Given records ::
PR #1704, opened 2025-12-13
[TF2] Fix pyrovision effect for mods on TF2.

celisej567:
While pyrovision is on, overlays freaks out. This happens only in mods, and not in default tf. 

https://github.com/user-attachments/assets/608cb60d-c45c-4d5a-a9ce-fc4b54bcb0b7

After this commit.

https://github.com/user-attachments/assets/5c4cde5d-d7fd-494f-9c8c-f8b92c01a36a

Hardcoded check for gameinfo folder that prevented this was in materialsystem, but mods cant modify this, so check falsely sets mat_supportflashlight as true. Setting mat_supportflashlight in CHLClient::Init for TF fixes this issue for mods.

### DIFF
--- a/src/game/client/cdll_client_int.cpp
+++ b/src/game/client/cdll_client_int.cpp
@@ -1045,6 +1045,20 @@ int CHLClient::Init( CreateInterfaceFn appSystemFactory, CreateInterfaceFn physi
 	IGameSystem::Add( GetPredictionCopyTester() );
 #endif
 
+#ifndef DEDICATED
+
+	//usually thats in materialsystem but sdk dont have that
+	//overlays freaks out when flashlight support is on while having pyrovision
+	//this check is only for tf mods, because pyrovision is only tf thing
+#if defined( TF_CLIENT_DLL )
+	{
+		ConVarRef( "mat_supportflashlight" ).SetValue( false );
+	}
+#endif
+
+
+#endif
+
 	modemanager->Init( );
 
 	g_pClientMode->InitViewport();
--- a/game/mod_tf/cfg/mtp.cfg
+++ b/game/mod_tf/cfg/mtp.cfg
@@ -1,0 +1,14 @@
+"VisionFilterShadersMapWhitelist"
+{
+	"arena_badlands.bsp"	"1"
+	"ctf_2fort.bsp"		"1"
+	"cp_badlands.bsp"	"1"
+	"cp_dustbowl.bsp"	"1"
+	"cp_gravelpit.bsp"	"1"
+	"koth_badlands.bsp"	"1"
+	"koth_viaduct.bsp"	"1"
+	"plr_hightower.bsp"	"1"
+	"pl_badwater.bsp"	"1"
+	"pl_goldrush.bsp"	"1"
+	"sd_doomsday.bsp"	"1"
+}


ALIEN31ITA:
You have no idea how i was going crazy over this, apparently this bug DOESN'T HAPPEND to some users, my initial tought was like my Graphic card being faulty (despite not, and being fine around every other single game), and all of this because of flashlights?! 😭

celisej567:
In fact it DOES depend on GPU. Old gpus and intel. I think thats something regarding dx9 implementation on newer and some older gpus. Flashlight implementation is pretty messy.

ALIEN31ITA:
> In fact it DOES depend on GPU. Old gpus and intel. I think thats something regarding dx9 implementation on newer and some older gpus. Flashlight implementation is pretty messy.

it's a really crazy Discovery, for context, mine is a RTX 4060 TI, and it's fairly new, so stuff like this kinda makes you worried, but good finding.

src/game/client/cdll_client_int.cpp
```diff
@@ -1043,6 +1043,20 @@ int CHLClient::Init( CreateInterfaceFn appSystemFactory, CreateInterfaceFn physi
...
+#endif
+
+#ifndef DEDICATED
+
+	//usually thats in materialsystem but sdk dont have that
+	//overlays freaks out when flashlight support is on while having pyrovision
+	//this check is only for tf mods, because pyrovision is only tf thing
+#if defined( TF_CLIENT_DLL )
+	{
+		ConVarRef( "mat_supportflashlight" ).SetValue( false );
```
ficool2, line 1055: This is the wrong way to fix this, fix the issue in the shader rather than disabling flashlights entirely...

celisej567: I agree, but I'm very bad at shaders. And since I saw this way to fix this in the materialsystem, I decided that it would be faster for ordinary people to add these lines to fix it on the spot.

gaelcoral:
What do you mean by "This happens only in mods, and not in default tf"?
Because I also get these artifacts in TF2.
(btw RTX 4060 and Vulkan mode enabled)

https://github.com/user-attachments/assets/60b87f1c-fc80-4a93-9dd5-b1e2200f9787

JoriKos:
Pretty sure this is the true vision of what Pyro sees.

I had some similar issues outside of Pyrovision that kinda looked similar, shown [here](https://www.youtube.com/watch?v=0r0M-EaZH5Q). Not sure if it's related. I've also seen this same artifact happen in someone else's game who doesn't use Vulkan, so probably unrelated to that.

celisej567:
@JoriKos 
It is the same artifacts, but Im not sure if they are caused by the same reasons. Ive tested only dustbowl and 2fort, and both had this issues with pyrovision on. I'm not sure, but looks like in your vid there is no provision. Can you give me:

1. Entire soldier class loadout from this video.
2. Map name.
3. Launch options
4. Screenshot of your Graphics options (advanced as well).
5. List of mods. if you have them ofc.

JoriKos:
1. Community Wiki Cap, Self-Made Cap that Charity Donor medal, Strange Lord Cockswain's Novelty Mutton Chops and Pipe.
2. Rottenburg (`mvm_rottenburg`)
3. -novid -no_texture_stream -nosteamcontroller
4. I use mastercomfig which doesn't reflect accurately in these settings IIRC. It's mastercomfig flat mouse, high preset, null-cancelling movement, and no tutorial. I can provide screenshots if necessary, of course.
5. For mods it's the old Rocket Jumper/Sticky Jumper models, an older version of [NativeHUD](https://gamebanana.com/mods/329612), a 2013 backpack appearance restoration (which I can't find the link for anymore), a skybox texture edited to be entirely black (for HLMV purposes), and hit/killsound.

I've only had this bug in that specific spot, at specific view angles, on that map. I've never seen it happen anywhere else.

celisej567:
I wasnt able to reproduce the bug on that spot, but if(!!!) its the same issue, this fix should work.

JoriKos:
I should note I found some other spots with this issue, so it's not specific to that spot but just one I found it to happen quite consistently for me.

SansGits129:
Hi! Having this issue too but completely vanilla, I use an RTX 5060 Laptop

Jobima1st:
> I had some similar issues outside of Pyrovision that kinda looked similar

I remember see it in Portal 1 game too (Edit here it is https://youtu.be/fdy3WrRDeP0?t=2668)

sealhud:
Same problem on my 2 computers.
On my Acer Nitro laptop, with a GeForce 1050 GPU, and also on my main PC (just formated, no mods, all vanilla) with a RTX 5060 TI 16GB.

8l172:
Same issue. I haven't noticed it outside Pyroland/Pyrovision. AMD Ryzen-7 3700 8-Core CPU & RTX 3070 GPU on Windows 11.

I don't really understand the whole mat_supportflashlight thing that apparently fixes it? I'm not sure what I'm supposed to do with that exactly?

I noticed it on Pyro and Heavy. Verifying game file integrity does nothing to fix it & it persists even with mods completely removed from the game folder, but here they are still:
PeachHud
Heavy First-Person Animation Overhaul (Paysus)
Pyro First-Person Animation Overhaul (Paysus)
Femme Pyro Renovation REVAMP + Revertmod (Tman2)
Cueki's Casual Preloader

PR #1706, opened 2025-12-14
Add IsInDownloadables and AddToDownloadables to VScript

Hex4dec:
Closes https://github.com/ValveSoftware/Source-1-Games/issues/7744

### DIFF
--- a/src/game/server/vscript_server.cpp
+++ b/src/game/server/vscript_server.cpp
@@ -24,6 +24,7 @@
 #include "engine/IEngineSound.h"
 #include "vscript_utils.h"
 #include "netpropmanager.h"
+#include "networkstringtable_gamedll.h"
 #include "client.h"
 #include "tier0/vcrmode.h"
 #include "in_buttons.h"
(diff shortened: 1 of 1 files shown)


ficool2:
Maps should not have the ability to add downloadable content. 
In the vanilla engine you can use [resource lists ](https://developer.valvesoftware.com/wiki/Resource_list_(Source))to create download tables, or you can make a lightweight [VSP plugin](https://developer.valvesoftware.com/wiki/Server_plugins) in C++

Hex4dec:
What about scripts not specific to a map, like scripts that add custom weapons, or map-independent gamemodes?

Bitl:
this is exactly how a security vulnerability starts, i argue

Hex4dec:
Currently the AddToDownloadables function forbids absolute paths and paths that contain "..", which are the same checks as StringToFile. That means that the function can only download resources in a VPK (I think) and resources in the mod's or game's resource directory to the client. (and client-side vulnerabilities don't matter, since native plugins can exploit those anyway)

The IsInDownloadables just checks if the passed string exists in the table, I think this is perfectly safe though.

Hex4dec:
Though, maybe a compromise on security could be made in the same manner as changing ConVars from script with a whitelist system. Though I feel like that's unneeded since you're not gonna find anything confidential in resources anyway.

ficool2:
Regardless such a change is out of scope for VScript, which is intended first and foremost for maps, running it as "plugins" is not the intended usage. You can always extend the API yourself with C++

Hex4dec:
Huh, I wasn't aware that maps are the only purpose for VScript. I thought that VScript was simply a ["virtual machine for scripting that acts as an abstract binding layer between the Source and Source 2 engine and external scripts."](https://developer.valvesoftware.com/wiki/VScript), not explicitly a tool for map logic.

I'll keep this open for the maintainers to decide if this is in the scope of VScript or not, since that seems to be the main point of criticism here.

PR #1715, opened 2025-12-18
Address hitching with GenerateRandomItem

DR-Seal:
Within gamemodes such as Mann vs. Machine, on a listen server, notable hitching occurs when bots spawn in this is due to GenerateRandomItem which does a big lookup to find the item it wants to spawn. This pull request implements GenerateItem which follows the same rules but avoids the lookup by specifying the name directly which avoids that hitching.


HyperionCoding:
Related PR https://github.com/ValveSoftware/source-sdk-2013/pull/887

mastercoms:
Optimized it generically within the same caller:

https://github.com/mastercomfig/tc2/commit/a4a34bf657c223c9ceb42a03b28d8777475c2a0c

PR #1716, opened 2025-12-19
Check if player is alive before showing VM effects

RGBACatlord:
# Description
Fixes effects flooding the screen when spectating a dead teammate in first person with an unusual weapon


bobatealee:
Much better than doing a band-aid fix in particle systems. Thanks for this!

PR #1717, opened 2025-12-20
[TF2] fix caber explosion not being lag-compensated

wgetJane:
# Description

fixes ValveSoftware/Source-1-Games/issues/7761

unfixed, minimum interp time:

https://github.com/user-attachments/assets/2fb988b3-38b4-4055-9c6d-a9ee8426d1b9

unfixed, default interp time:

https://github.com/user-attachments/assets/b04544f6-37b6-4d73-943e-04de32398709

fixed, default interp time:

https://github.com/user-attachments/assets/05b56ed2-2cc3-4194-be3d-67baad76207e

### DIFF
--- a/src/game/shared/tf/tf_weapon_bottle.cpp
+++ b/src/game/shared/tf/tf_weapon_bottle.cpp
@@ -17,6 +17,7 @@
 #include "tf_player.h"
 #include "tf_fx.h"
 #include "tf_gamerules.h"
+#include "ilagcompensationmanager.h"
 #endif
 
 //=============================================================================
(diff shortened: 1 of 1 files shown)


wgetJane:
minor note: this could potentially not unlag all players that the explosion should reach because of the WantsLagCompensationOnEntity filter:

https://github.com/ValveSoftware/source-sdk-2013/blob/7191ecc418e28974de8be3a863eebb16b974a7ef/src/game/server/tf/tf_player.cpp#L20078

the filter includes players that are within a 45 degree cone from the attacker's crosshair, and players that are within a certain distance based on the attacker's max walk speed and the value of the sv_maxunlag cvar:

https://github.com/ValveSoftware/source-sdk-2013/blob/7191ecc418e28974de8be3a863eebb16b974a7ef/src/game/server/tf/tf_player.cpp#L20128-L20130

sv_maxunlag's default value is 1.0 and the caber user's walk speed is going to be 280 unit/s (or 308 with booties)

so under normal circumstances this distance is going to be 420 units (or 462 with booties), which is well above the caber explosion's radius of 100 units

if the caber user's max walk speed is somehow set really low (maybe through vscript idk) or sv_maxunlag is set to a very low value (i think older anticheat plugins do this), then the distance might not be enough to reach every player that should be lagcomped

though again, this is really minor, just something funny to note
(maybe weapons should have a WantsLagCompensationOnEntity method? probably out of scope for this pr though)

PR #1718, opened 2025-12-20
Reduce seam in water refraction

URAKOLOUY5:
This PR adjusts water clipping plane by 4 units up, enough to fix visible seam
**Note:** it leads to x2 performance usage as it renders view above but clips it early

Before:
image

After:
image

### DIFF
--- a/src/game/client/viewrender.cpp
+++ b/src/game/client/viewrender.cpp
@@ -6051,6 +6051,9 @@ void CAboveWaterView::CRefractionView::Draw()
 	g_pPortalRender->WaterRenderingHandler_PreRefraction();
 #endif
 
+	// Move camera 4u down to remove visible refraction gap
+	origin.z -= 4.f;
+
 	// Store off view origin and angles and set the new view
 	int nSaveViewID = CurrentViewID();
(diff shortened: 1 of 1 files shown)


src/game/client/viewrender.cpp
```diff
@@ -6038,7 +6038,7 @@ void CAboveWaterView::CRefractionView::Setup()
 
 	m_DrawFlags = DF_RENDER_REFRACTION | DF_CLIP_Z | 
 		DF_RENDER_UNDERWATER | DF_FUDGE_UP | 
-		DF_DRAW_ENTITITES ;
+		DF_DRAW_ENTITITES | DF_RENDER_ABOVEWATER;
```
ficool2: This leads to a significant performance penalty as geometry above the water will be rendered twice (`CAboveWaterView` setup also adds this flag)

Removing this flag shows that the offset height hack doesn't work in isolation. The flag by itself fixes the issue, but this trade off in performance is not worth it

image

ficool2:
The updated version of this PR leads to noticeable seams where the water intersects geometry

image

It also breaks the height depth blending effect, as noticeable here

Stock:
image

PR version:
image

PR #1719, opened 2025-12-21
[TF2] fix shortstop shove being prevented by reloading

wgetJane:
# Description

fixes ValveSoftware/Source-1-Games/issues/5326

i think that this can reasonably be considered a bug because the shortstop's alt-fire is the only action in the game that can't interrupt a reload, so i highly doubt that this was intentional at all especially since autoreload is enabled by default

this change allows the secondary fire to cancel a reload in the exact same way the primary fire cancels a reload

(i have also tested this change under high latency conditions)

### DIFF
--- a/src/game/shared/tf/tf_weapon_pistol.cpp
+++ b/src/game/shared/tf/tf_weapon_pistol.cpp
@@ -12,6 +12,7 @@
 #ifdef CLIENT_DLL
 #include "c_tf_player.h"
 #include "c_tf_gamestats.h"
+#include "prediction.h"
 // Server specific.
 #else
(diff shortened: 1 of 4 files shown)


wgetJane:
guess i'm blind, looks like there's already an existing pr that i missed: #1420

i'll check that other pr later since there's a bunch of issues i encountered while trying to make this, so that pr would be superior if those issues don't exist since its solution is a lot simpler

bigmazi:
> because the shortstop's alt-fire is the only action in the game that can't interrupt a reload

Together with altfire of Cleaner's Carbine.

PR #1727, opened 2025-12-29
[TF2] Fix oversight preventing see_enemy_health attribute from functioning properly on classes other than Medic and Heavy

AndrewBetson:
# Description
This PR fixes an oversight that prevents the `see_enemy_health`/`mod see enemy health` attribute from functioning when applied to any class other than Heavy or Medic.

Currently, the `CTargetID::UpdateID` function manually checks if the player is either a Heavy or Medic to determine whether to update target ID data or not.

This results in the enemy target IDs having no text when the attribute is applied to classes other than Heavy or Medic.

This PR fixes this issue by also checking `pLocalTFPlayer` for the `see_enemy_health` attribute.

The original manual checks for Heavy or Medic are left in place in case they are necessary for any obscure edge cases I'm not aware of.

Before             |  After
  |

### DIFF
--- a/src/game/client/tf/tf_hud_target_id.cpp
+++ b/src/game/client/tf/tf_hud_target_id.cpp
@@ -799,11 +799,14 @@ void CTargetID::UpdateID( void )
 			bool bMedic = pLocalTFPlayer->IsPlayerClass( TF_CLASS_MEDIC );
 			bool bHeavy = pLocalTFPlayer->IsPlayerClass( TF_CLASS_HEAVYWEAPONS );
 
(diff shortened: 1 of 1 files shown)


FlaminSarge:
This may have some overlap with #993.
In addition, it uses the 'same-team' target where the other PR uses the 'enemy' target (the other PR fixes up Spy behavior to use the 'enemy' target as well).

AndrewBetson:
Thanks for the heads up, it completely slipped my mind to check for any similar pre-existing PRs.

Closing.

PR #1729, opened 2025-12-29
Fix speed boost (Concheror, DA) prediction error when changing weapons

Ashe-tf:
# Description
Fixes a prediction error with the speed boost effect. Tested on a listen server, fakelag 100.

Not sure why this was enforced server-side only.

https://github.com/user-attachments/assets/33fc6543-14c7-4cb9-ad7e-e91969489402

https://github.com/user-attachments/assets/c51bd980-558b-42d9-9e70-93cd92d7c538


Ashe-tf:
Videos without the fix are shown [here](https://github.com/ValveSoftware/Source-1-Games/issues/6080#issuecomment-2282256298)

PR #1730, opened 2025-12-30
all games: Use cl_interp_npcs for non-player NextBot interpolation

copperpixel:
# Description
This PR makes NPC NextBots such as tf_zombie and MvM/Halloween bosses respect `cl_interp_npcs` value for interpolation rather than using base `cl_interp`. Previously this ConVar would've only affected HL1, HL2 and ASW NPCs.

The upside to this change is that it lets you keep lower interp for players while being able to give NPCs a higher value so their animations won't be laggy. Old behavior can be restored by setting `cl_interp_npcs` lower than `cl_interp` which will make it use the base value again.

`cl_interp_npcs` ConVar definition has been also updated to be more inline with `cl_interp`.

Both of the comparison videos below were recorded with `cl_interp_ratio 2;cl_interp 0.03;cl_interp_npcs 0.1`.

Before:

[cl_interp_nb_before.webm](https://github.com/user-attachments/assets/599bd867-6cb6-4d55-9515-083f8c444e45)

After:

[cl_interp_nb_after.webm](https://github.com/user-attachments/assets/a921c039-a9be-46a9-8d51-f454f429df6b)

### DIFF
--- a/src/game/client/c_baseentity.cpp
+++ b/src/game/client/c_baseentity.cpp
@@ -78,7 +78,7 @@ void cc_cl_interp_all_changed( IConVar *pConVar, const char *pOldString, float f
 
 
 static ConVar  cl_extrapolate( "cl_extrapolate", "1", FCVAR_CHEAT, "Enable/disable extrapolation if interpolation history runs out." );
-static ConVar  cl_interp_npcs( "cl_interp_npcs", "0.0", FCVAR_USERINFO, "Interpolate NPC positions starting this many seconds in past (or cl_interp, if greater)" );  
+static ConVar  cl_interp_npcs( "cl_interp_npcs", "0.1", FCVAR_USERINFO | FCVAR_NOT_CONNECTED | FCVAR_ARCHIVE, "Interpolate NPC positions starting this many seconds in past (or cl_interp, if greater)", true, 0.0f, true, 0.5f );
 static ConVar  cl_interp_all( "cl_interp_all", "0", 0, "Disable interpolation list optimizations.", 0, 0, 0, 0, cc_cl_interp_all_changed );
 ConVar  r_drawmodeldecals( "r_drawmodeldecals", "1", FCVAR_ALLOWED_IN_COMPETITIVE );
 extern ConVar	cl_showerror;
@@ -5901,7 +5901,7 @@ static float AdjustInterpolationAmount( C_BaseEntity *pEntity, float baseInterpo
 		{
 			while ( pEntity )
 			{
-				if ( pEntity->IsNPC() )
+				if ( pEntity->IsNPC() || ( !pEntity->IsPlayer() && pEntity->IsNextBot() ) )
 					return minNPCInterpolation;
 
 				pEntity = pEntity->GetMoveParent();


wgetJane:
can you check if it gets lagcomped correctly? set it to 0.5 secs of interp and shoot at a moving target with sv_showlagcompensation set to 1

ficool2:
> can you check if it gets lagcomped correctly? set it to 0.5 secs of interp and shoot at a moving target with sv_showlagcompensation set to it 1

Only players are lag compensated, adding lag comp for them should be another PR

copperpixel:
> Replying to https://github.com/ValveSoftware/source-sdk-2013/pull/1730#issuecomment-3701850079

this^. I'm gonna address that later by pulling lag compensation system changes from Alien Swarm.

wgetJane:
> Only players are lag compensated, adding lag comp for them should be another PR

i wasn't aware that skeletons weren't lagcomped (i dont really play halloween stuff much)

if they were made to be lagcomped, afaik the game currently wont take cl_interp_npcs into account

this is from different source engine game (gmod) but i think the same behaviour will apply:

cl_interp 0.5
cl_interp_npcs 0

https://user-images.githubusercontent.com/104243160/168848922-738973e9-409e-4dba-95e8-ee0802ae4346.mp4

cl_interp 0
cl_interp_npcs 0.5

https://user-images.githubusercontent.com/104243160/168850691-8f6ea04c-20f5-411e-8d9b-31265417e400.mp4

copperpixel:
> Replying to https://github.com/ValveSoftware/source-sdk-2013/pull/1730#issuecomment-3702358483

Fixing this just requires some refactoring in CLagCompensationManager::StartLagCompensation, replace the compute target time logic with something like this:
```cpp
	// Get true latency
	float flLatency = 0.f;
	INetChannelInfo *nci = engine->GetPlayerNetInfo( player->entindex() );

	if ( nci )
	{
		// add network latency
		flLatency = nci->GetLatency( FLOW_OUTGOING );
	}

	auto lambdaCalcTargetTick = [ & ]( int nLerpTicks )
	{
		// correct is the amout of time we have to correct game time
		float correct = flLatency;

		// add view interpolation latency see C_BaseEntity::GetInterpolationAmount()
		correct += TICKS_TO_TIME( nLerpTicks );

		// check bouns [0,sv_maxunlag]
		correct = clamp( correct, 0.0f, sv_maxunlag.GetFloat() );

		// correct tick send by player 
		int targettick = cmd->tick_count - nLerpTicks;

		// calc difference between tick send by player and our latency based tick
		float deltaTime = correct - TICKS_TO_TIME( gpGlobals->tickcount - targettick );

		if ( fabs( deltaTime ) > 0.2f )
		{
			// difference between cmd time and latency is too big > 200ms, use time correction based on latency
			// DevMsg("StartLagCompensation: delta too big (%.3f)\n", deltaTime );
			targettick = gpGlobals->tickcount - TIME_TO_TICKS( correct );
		}

		return targettick;
	};

	float flBaseTargetTime = TICKS_TO_TIME( lambdaCalcTargetTick( TIME_TO_TICKS( player->m_fLerpTime ) ) );
	float flNpcTargetTime  = TICKS_TO_TIME( lambdaCalcTargetTick( TIME_TO_TICKS( player->m_fNpcLerpTime ) ) );
```
And make it use `flNpcTargetTime` when the compensated entity is an NPC.

CBasePlayer needs to be also extended with `m_fNpcLerpTime` member which should contain the clamped value of the client's `cl_interp_npcs`.

PR #106, opened 2019-10-04
[#105] Update S2I images for WildFly 18

### LINKED ISSUE #105: Update S2I images for WildFly 18
* update quickstarts & examples to use WildFly 18.0
* add e2e test for WildFly 18.0
* remove e2e tests for WildFly 16.0

jmesnil:
* missing images for clustering and postgresql examples
* update clustering example to use standard XML configuration

This fixes #105.


build/Dockerfile
```diff
@@ -1,7 +1,7 @@
 FROM registry.access.redhat.com/ubi7/ubi-minimal:latest
 
 ENV OPERATOR=/usr/local/bin/wildfly-operator \
-    JBOSS_HOME=/opt/jboss/wildfly \
+    JBOSS_HOME=/opt/wildfly \
```
ochaloup: @jmesnil Regarding what we talked at https://github.com/wildfly/wildfly-operator/pull/113. I think this should be changed to `/wildfly`. The WFLY17 and WFLY18 cent os images have a different location of the JBOSS_HOME files (ie. `/opt/jboss/wildfly` vs `/opt/wildfly`) but both images have a symlink to the location of `/wildfly`. If we want to get running the Operator with WFLY17 and WFLY18 without need to change the `JBOSS_HOME` property in the `operator.yaml` file I think it could be reasonable to use the `/wildfly` path.

jmesnil: That's a good idea.

I did not change it because `jboss-cli.sh` will complain when it is executed from the symlink and this makes the tx recovery command fails:

```
[jboss@d74328f5b39f ~]$ /opt/wildfly/bin/jboss-cli.sh -c
[standalone@localhost:9990 /]
[jboss@d74328f5b39f ~]$ /wildfly/bin/jboss-cli.sh -c
WARNING JBOSS_HOME may be pointing to a different installation - unpredictable results may occur.

[standalone@localhost:9990 /]
```

However now that #112 is fixed, this env var is only used to mount volumes and the symlink should work in both cases.

I'll update my PR.

ochaloup: Oh, I see, I didn't realize that. It's fine that's fine now :)

PR #107, opened 2019-10-07
S2I environmental values for EJB recovery would be setup

ochaloup:
The operator will provide the name of the headless service for the S2I script setting up the socket binding client mapping correctly.

### DIFF
--- a/pkg/resources/statefulsets/statefulset.go
+++ b/pkg/resources/statefulsets/statefulset.go
@@ -104,6 +104,9 @@ func NewStatefulSet(w *wildflyv1alpha1.WildFlyServer, labels map[string]string, 
 	// the application uses clustering and KUBE_PING.
 	statefulSet.Spec.Template.Spec.Containers[0].Env = append(statefulSet.Spec.Template.Spec.Containers[0].Env, envForClustering(k8slabels.SelectorFromSet(labels).String())...)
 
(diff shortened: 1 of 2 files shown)


pkg/resources/statefulsets/statefulset.go
```diff
@@ -290,3 +293,12 @@ func envForClustering(labels string) []corev1.EnvVar {
 		},
 	}
 }
+
+func envForEJBRecovery(w *wildflyv1alpha1.WildFlyServer) []corev1.EnvVar {
+	return []corev1.EnvVar{
+		{
+			Name:  "STATEFULSET_HEADLESS_SERVICE_NAME",
```
jmesnil: @ochaloup just a note that once an env var is used to setup a S2I module, this becomes an API and changing the name becomes more difficult (if only possible...).
Are you ok with that name or something more descriptive and specific to the tx recovery should be used?

ochaloup: My point was to use this generic name as it's reallythe name of the headless service which is managed by the `StatefulSet`. This name could be, potentially, used at other configuration too.

For our case the ENV property is used for socket binding setting correctly the client mapping and this configuration is needed for any ejb remote calls to the particular server.
From that I think it's ok this being named with this generic name not including any word like `recovery` or `transaction`.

How to complete this task :: Where does the string "IsPlayerClass" appear in the records? Copy every line that holds it.

Answer to this exercise ::
 			bool bMedic = pLocalTFPlayer->IsPlayerClass( TF_CLASS_MEDIC );
 			bool bHeavy = pLocalTFPlayer->IsPlayerClass( TF_CLASS_HEAVYWEAPONS );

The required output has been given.